**Task:** Return the following from the records below: each line, word for word, starting with the line that contains "PR #448, opened 2020-12-04" and going on through the line that contains "browser Theia app, along", with nothing outside that range.

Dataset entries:

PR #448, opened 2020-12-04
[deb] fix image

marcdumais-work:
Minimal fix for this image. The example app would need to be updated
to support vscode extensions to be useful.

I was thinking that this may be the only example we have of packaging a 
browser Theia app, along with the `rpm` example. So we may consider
==
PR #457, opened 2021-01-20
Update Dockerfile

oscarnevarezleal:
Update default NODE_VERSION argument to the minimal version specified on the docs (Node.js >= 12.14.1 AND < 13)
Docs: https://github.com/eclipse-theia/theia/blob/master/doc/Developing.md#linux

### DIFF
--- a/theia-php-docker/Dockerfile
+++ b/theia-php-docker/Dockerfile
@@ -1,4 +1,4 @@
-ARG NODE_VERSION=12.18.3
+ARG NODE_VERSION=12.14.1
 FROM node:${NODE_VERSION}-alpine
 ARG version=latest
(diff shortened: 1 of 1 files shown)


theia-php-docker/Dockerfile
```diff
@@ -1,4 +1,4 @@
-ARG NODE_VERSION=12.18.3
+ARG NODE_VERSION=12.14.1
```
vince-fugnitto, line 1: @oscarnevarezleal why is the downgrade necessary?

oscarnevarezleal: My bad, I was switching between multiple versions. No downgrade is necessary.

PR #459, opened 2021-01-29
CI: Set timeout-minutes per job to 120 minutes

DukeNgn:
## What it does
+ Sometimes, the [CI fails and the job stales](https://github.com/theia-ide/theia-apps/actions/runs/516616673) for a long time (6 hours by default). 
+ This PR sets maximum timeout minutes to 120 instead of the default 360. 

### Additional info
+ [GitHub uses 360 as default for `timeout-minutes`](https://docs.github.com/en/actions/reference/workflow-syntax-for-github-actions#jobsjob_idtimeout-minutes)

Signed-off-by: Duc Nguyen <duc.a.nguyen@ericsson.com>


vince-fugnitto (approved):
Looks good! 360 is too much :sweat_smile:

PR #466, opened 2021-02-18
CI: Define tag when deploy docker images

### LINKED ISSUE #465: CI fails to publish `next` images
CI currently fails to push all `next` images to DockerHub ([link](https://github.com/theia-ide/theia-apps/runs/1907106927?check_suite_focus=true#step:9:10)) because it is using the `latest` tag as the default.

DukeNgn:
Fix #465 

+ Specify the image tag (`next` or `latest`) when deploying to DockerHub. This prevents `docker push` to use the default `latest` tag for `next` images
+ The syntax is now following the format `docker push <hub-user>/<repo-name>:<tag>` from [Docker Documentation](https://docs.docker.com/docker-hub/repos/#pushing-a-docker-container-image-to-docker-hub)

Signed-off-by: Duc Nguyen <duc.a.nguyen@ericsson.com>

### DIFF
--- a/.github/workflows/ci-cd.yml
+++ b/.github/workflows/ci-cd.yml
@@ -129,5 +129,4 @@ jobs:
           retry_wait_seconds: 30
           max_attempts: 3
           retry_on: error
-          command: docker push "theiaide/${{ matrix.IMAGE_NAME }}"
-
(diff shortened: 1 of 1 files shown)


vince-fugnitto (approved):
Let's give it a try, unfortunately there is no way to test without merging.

**Problem solution:**
PR #448, opened 2020-12-04
[deb] fix image

marcdumais-work:
Minimal fix for this image. The example app would need to be updated
to support vscode extensions to be useful.

I was thinking that this may be the only example we have of packaging a 
browser Theia app, along with the `rpm` example. So we may consider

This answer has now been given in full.